A third or pawl retraction spring 96 may be positioned between the levers with its ends secured to the pins 92 and 94 so as to urge the lever and therefore the pawls 54 and 56 to turn in a direction opposite to the direction that the solenoids drive them. For example, the left solenoid 76 effects a turning of pawl 54 in a counter clockwise direction and the right solenoid 78 causes the pawl 56 to turn in the clockwise direction while the spring 96 urges the pawl 54 clockwise and the pawl 56 counter clockwise. The spring 96 should be weaker than springs 72 and 74 so as not to prevent rotation of the pawls by the solenoids. A stop member 98 and 100 fixed to the respective leg 64 and 66 limits the amount of travel of the pawls and properly positions the pawls. As hereinafter described the solenoids 76 and 78 are selectively individually energized to activate the appropriate pawl. In order to ensure that not more than one pawl is actuated a mechanical interlock is provided. This interlock comprises a pin 102 positioned within a hole 104 in the cross member 46 of housing 42. The pawls 54 and 56 have a substantially smooth arcuate preferably circular, circumference at the end that is secured to the shafts 50 and 52 and substantially radially disposed therefrom except for a small indentation 106 in the surface of pawl 54 and a smaller indentation 108 in the surface of pawl 56. The ends of the pin 102 are contoured and sized to complement the indentations 106 and 108 and the length of the pin is such that it extends from the identation of the pawl to a smooth circular surface of the other pawl. Thus, if one pawl is actuated the pin will prevent the other pawl from pivoting.

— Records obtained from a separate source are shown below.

PR #4867, opened 2022-02-28
Reverse column order for 2, 3, 4 and Page w/sidebar layouts in mobile

### LINKED ISSUE #2737: As a site owner, I can adjust the layout column order for mobile through a layout builder style
# Story

As a site owner, I can adjust the layout column order for mobile so that I can adjust the order/display on how the content stacks for mobile.  

# Proposed solution

- Create a layout builder style for sections to `Reverse column order on mobile` which would apply `flex-direction: row-reverse;` to the container.

### LINKED ISSUE #4782: Switch column order for Admissions events in mobile
# Story

As an Admissions site owner, I would like to see event registration information display higher in mobile order on events to help get more registrations.

# Proposed solution

- Create a layout builder style called something like "Reverse column order for mobile" which would which would apply class like `.section-order__reversed`.
- In `global.scss` create the class and style that will be applied in the layout builder style like:

```
.section-order__reversed {
  // two column
  &.layout--twocol {
    .layout__spacing_container {
      display: grid;
      @include breakpoint(sm) {
        display: inherit;
      }

      .layout__region--first {
        order: 2;
        @include breakpoint(sm) {
          order: inherit;
        }
      }

      .layout__region--second {
        order: 1;
        @include breakpoint(sm) {
          order: inherit;
        }
      }
    }
  }
}
```
- Apply layout builder style to the event content type config here https://github.com/uiowa/uiowa/blob/main/config/features/event/core.entity_view_display.node.event.default.yml#L81.

dnkemper:
Closes #4782 
Closes #2737
# How to test

1. `blt ds --site=admissions.uiowa.edu`
2. `blt frontend`
3. `drush @admissions.local cr`
4. `drush @admissions.local uli`
5. Go to https://admissions.uiowa.ddev.site/event/next-step-iowa-admitted-student-days-0 and minimize window to mobile. Column on R side should display above column on L side. 
6. When you go to add a multicolumn layout (2, 3, 4, page w/sidebar), you should have option to select the reverse mobile display and it should work accordingly 
7. `blt ds --site=sandbox.uiowa.edu`
8. `drush @sandbox.local uli`
9. go to https://sandbox.uiowa.ddev.site/reverse-column-order-mobile and add the 'Reverse column order on mobile' style to the section
10. minimize the window to a mobile breakpoint - make sure highest column number is at top of section


docroot/themes/custom/uids_base/scss/global.scss
```diff
@@ -316,6 +316,7 @@ body:not(.page-node-type-article, .page-node-type-page).layout-builder-disabled
 
       .layout__region--second {
         order: 1;
+        margin-bottom: 2rem;
```
joewhitsitt: Should `$mobile-height-gutter` be used instead? Paging @bspeare

bspeare:
@makurj I think you want to add the 'block_margin_bottom' layout builder style to the layout builder template for events instead of adding CSS.  This is probably an issue for all of our layouts and we might want to look at making a global change here.

bspeare:
Should we be adding the layout builder style globally? #2737 would add this feature for the platform.

makurj:
Adding `block_margin_bottom` here /admin/config/content/layout_builder_style/section_order_reversed/edit?destination=/admin/config/content/layout_builder_style didn't fix it. It's back to not having enough spacing.

dnkemper:
@bspeare crap.. did I misunderstand the proposed solution steps? Cooouuulllddd we just do the whole shebang? Nothing left in planned for the sprint 😇

bspeare:
No, I'm just wondering if the style should live in the default config if we plan on implementing this for the service in the future?

dnkemper:
LET'S DO IT

makurj:
So what am I changing?

bspeare:
> Adding `block_margin_bottom` here /admin/config/content/layout_builder_style/section_order_reversed/edit?destination=/admin/config/content/layout_builder_style didn't fix it. It's back to not having enough spacing.

Maybe go with the original CSS solution for now.

docroot/themes/custom/uids_base/scss/global.scss
bspeare: Yes, let's use that.

makurj:
The config now resides in both events and default?

dnkemper:
haha you must have added that comment seconds before I pushed up commit?

makurj:
Pulled the latest branch down. The spacing still seems to be working okay.

bspeare:
@makurj @dnkemper I moved the style back into the events feature until https://github.com/uiowa/uiowa/issues/2737 happens.   If we put it in the default config, the style option would appear for every two column layout.  Right now it will only appear for every two column layout within the admissions site.

dnkemper:
Alright! We were going to talk about this in parking lot and I def misunderstood https://github.com/uiowa/uiowa/pull/4867#issuecomment-1055696254. Super pumped!

bspeare:
@dnkemper No, I misunderstood when I made the comment.  I thought there might be a way to implement it without it being widely available.    Keeping this scoped to admissions seems like a good initial slice.

dnkemper:
I think that is an excellent idea! 🥳
From: bspeare ***@***.***>
Sent: Wednesday, March 2, 2022 8:44:58 AM
To: uiowa/uiowa ***@***.***>
Cc: Wisnousky, Danielle N ***@***.***>; Mention ***@***.***>
Subject: [External] Re: [uiowa/uiowa] Started adding the section-order__reversed style (PR #4867)


@dnkemper<https://github.com/dnkemper> No, I misunderstood when I made the comment. I thought there might be a way to implement it without it being widely available. Keeping this scoped to admissions seems like a good initial slice.

bspeare:
I think we need to update the event config since https://github.com/uiowa/uiowa/pull/4881 was merged in?

bspeare:
One thing to note on this is that if a site has the "Event" split enabled outside of admissions, they will see the option to "Reverse column order" on all of their two-column layout sections within layout builder.

pyrello:
> One thing to note on this is that if a site has the "Event" split enabled outside of admissions, they will see the option to "Reverse column order" on all of their two-column layout sections within layout builder.

If we are going to limit this to just Admissions, we should move the layout builder style to that site split rather than the event feature split. Probably there aren't any other sites using the event split, but adding the style to the event feature split doesn't really make any sense to me.

Also, can we change the title of the PR to reflect the actual scope of work?

dnkemper:
But Admissions is the only site to have this feature enabled? Thought I'd get to work on that 'support issue' that follows this and moves it to default... where all two columns will be able to use this style. Also thought was going to do both issues in this PR - apologies for the title.

dnkemper:
THANK YOU, @bspeare

joewhitsitt (approved):
Works for me. Nice feature. Maybe down the road "page with sidebar" could default with it so that menus are at the bottom instead of overpowering the top.

bspeare:
Thanks @joewhitsitt! I added a final commit to make sure the mobile view works if the `grid--1-3` classes are used on a four column grid.

PR #4881, opened 2022-03-01
Admissions event display permanent fix

pyrello:
Fixes an issue where events on the Admissions site were displaying their entire LB template twice. I already fixed it in prod, so this just makes the fix permanent.

# How to test

Code review is fine.


bspeare (approved):
No more duplicates!

PR #4907, opened 2022-03-07
Tags added within Relationship text input are hidden from view

### LINKED ISSUE #4042: Tags added within Relationship text input are hidden from view
# Problem
When you have multiple tags added within a Relationship they end up being hidden if they are longer then the width of the text input field. It is hard to even add a new tag because you have to scroll all the way over to the right which is then covered up by the search icon.

Screen Shot 2021-08-30 at 12 52 27 PM

# Proposed solution
Use a textarea where tags wrap to a new line if it is too long.

dnkemper:
When you have multiple tags added within a Relationship they end up being hidden if they are longer then the width of the text input field. It is hard to even add a new tag because you have to scroll all the way over to the right which is then covered up by the search icon.

Closes #4042 

# How to test

1. blt ds --site=sandbox.uiowa.edu
2. add article, page and people tags - should now see the default tag behavior (has handles - 'add another' button etc) like https://user-images.githubusercontent.com/4663676/131385625-c265b2eb-8474-4482-aa74-0c0932602770.png


joewhitsitt (approved):
Works as expected.

I can create a follow up issue for event tags and consider the same for the media types. I think Grad has one site that might want to adopt this widget type for consistency.

dnkemper:
Good thinking. Thank you, @joewhitsitt

PR #4931, opened 2022-03-10
Hotfix for BLT inspector change and refactor UME to only notify on error.

### LINKED ISSUE #4929: Too many Slack messages for AC cron start/stops
### Problem
Now that cron is running is AC prod via `blt ume`, we get notifications every time it starts/stops. This is multiple times per hour. The messages clutter the drupal-status channel and have lost their value.

### Proposed resolution
Change `blt ume` from notifying start/stop to only if a site encounters an error running the specified command.

### LINKED ISSUE #4930: BLT Detector::isDrupalInstalled is now misleading
### Problem
A change in BLT's Detector::isDrupalInstalled will now return FALSE if the site is installed but actually just throwing an error preventing it from bootstrapping. This problematic for a few reasons including:
- our install command could then return that site to be re-installed. 
- our override of `blt auda`, which runs on AC code deployments, skips sites that are not installed to reduce running time avoid reporting unnecessary errors. This change prevents the `drupal:update` process from running on an error-ing site which we utilize to `cr` in an `updb`.

### Proposed resolution
Temporarily use our own isDrupalInstalled method using the previous code in Detector::isDrupalInstalled.

richardbporter:
Resolves #4930 
Resolves #4929 

# How to test

On main, sync these sites:
```
multisites:
  - default
  - admissions.uiowa.edu
  - brand.uiowa.edu
```

Drop admissions, i.e. replicate a uninstalled site:
`ddev drush @admissions.local sql:drop`

Create an error in brand - add a bogus `$foo` argument to `brand.uiowa.edu/modules/brand_core/src/Commands/BrandCoreCommands` constructor:
```
  public function __construct(AccountSwitcherInterface $accountSwitcher, DateFormatterInterface $dateFormatter, MailManagerInterface $mailManager, ConfigFactoryInterface $configFactory, $foo) {
...
```

Run `ddev blt umi` and see that `brand.uiowa.edu` is reported as being uninstalled when actually an error is preventing BLT inspector from running Drush status.

Check out this branch and run `ddev blt umi` again. See that brand.uiowa.edu is not reported since our method uses a SQL query.

Checkout main again and run `ddev blt auda -v`. See that the `drupal:update` process is only triggered on the default site even though `brand.uiowa.edu` is installed. Check out this branch and re-run. The `drupal:update` process should be triggered on default and brand.uiowa.edu, not admissions, and the error regading `$foo` is thrown. We want this to happen so sites throwing errors in AC get an update hook to run.

#### Cron
From the previous steps, i.e. on this branch with the `$foo` error:

- DM me for a Slack webhook URL.
- ddev ssh
- export SLACK_WEBHOOK_URL=xxx
- blt ume status

See that no start/stop messages are posted to Slack but rather an error message is posted for brand site. Fix `$foo` error and re-run in same terminal session. See that no Slack messages are posted.

## Post-deploy tasks
- [x] Update [AC variable](https://docs.acquia.com/cloud-platform/manage/variables/) to new webhook URL

### DIFF
--- a/blt/src/Blt/Plugin/Commands/MultisiteCommands.php
+++ b/blt/src/Blt/Plugin/Commands/MultisiteCommands.php
@@ -21,12 +21,15 @@ use GuzzleHttp\Exception\ClientException;
 use Symfony\Component\Console\Helper\Table;
 use Symfony\Component\Console\Input\InputOption;
 use Symfony\Component\Yaml\Yaml;
+use Uiowa\InspectorTrait;
 use Uiowa\Multisite;
 
 /**
  * Global multisite commands.
  */
 class MultisiteCommands extends BltTasks {
+
+  use InspectorTrait;
 
   /**
    * A no-op command.
@@ -161,7 +164,7 @@ class MultisiteCommands extends BltTasks {
         continue;
       }
 
-      if (!$this->getInspector()->isDrupalInstalled()) {
+      if (!$this->isDrupalInstalled($multisite)) {
         $uninstalled[] = $multisite;
       }
     }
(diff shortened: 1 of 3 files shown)


joewhitsitt:
Testing

joewhitsitt (approved):
Test steps reproduced. I find it amazing that you are able to find these issues. Nice

joewhitsitt:
Wonderful instructions btw. Helped me understand what I was doing more.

Disposed on the upper surface of the needle bar 28 are a pair of spaced ratchet plates 110 and 112. The plates may have a channeled lower surface adapted to set on the needle bar and secured thereto by screws 114 for cooperating with the respective pawls 54 and 56. For reasons which will hereinafter become clear the ratchet plates 110 and 112 each respectively have a plurality of teeth 116 and 118 having a force receiving substantially vertical surface, which, if preferred, may be cantered slightly to the pivotal axis of the respective pawl, and a slip surface sloping upwardly toward a common vertical, i.e., toward the end opposite to which the ratchet is located. Each ratchet plate 110 and 112 is illustrated as having three hardened teeth 116 and 118 respectively so that together with the substantially vertical surface of its respective end 120 and 122 there are four lateral steps or shifts available. However, this number is arbitrary and can be varied to give more shifts if required by a specific pattern. The force receiving surface on the teeth and end of each ratchet plate are preferably spaced apart by the machine gauge space, i.e., the spacing between adjacent lateral needles or loopers of the tufting machine, or a multiple thereof. The pawls 54 and 56 respectively have a tooth 124 and 126 formed of a hardened steel for transmitting a force to the teeth 116 and 118 respectively upon selective energization of the solenoids.

Secured on the underside of the cross leg 46 of the housing 42 is a centering or alignment tooth 128 which preferably has tapered side walls. A centering or alignment plate 130 is mounted on the needle bar 28 between the ratchet plates 110 and 112 and is secured thereto by the screws 132. The upper surface of the plate 130 comprises a plurality of teeth 134 sloping on both sides from a crest to a nadir with a valley between each two adjacent teeth. The number of teeth being such that there is at least one more valley than there are lateral shifts for reasons which will hereinafter become clear. The spacing between teeth 134 is accurately machined to the exact shifting increment desired, i.e., the gauge or spacing between the needles. The valleys between the teeth 134 are adopted to receive the tooth 128 when the needle bar is at top dead center. Therefore, the tooth 128 extends from the housing 42 and is vertically located at the top dead center position of the valleys between teeth 134, which of course move vertically with the needle bar.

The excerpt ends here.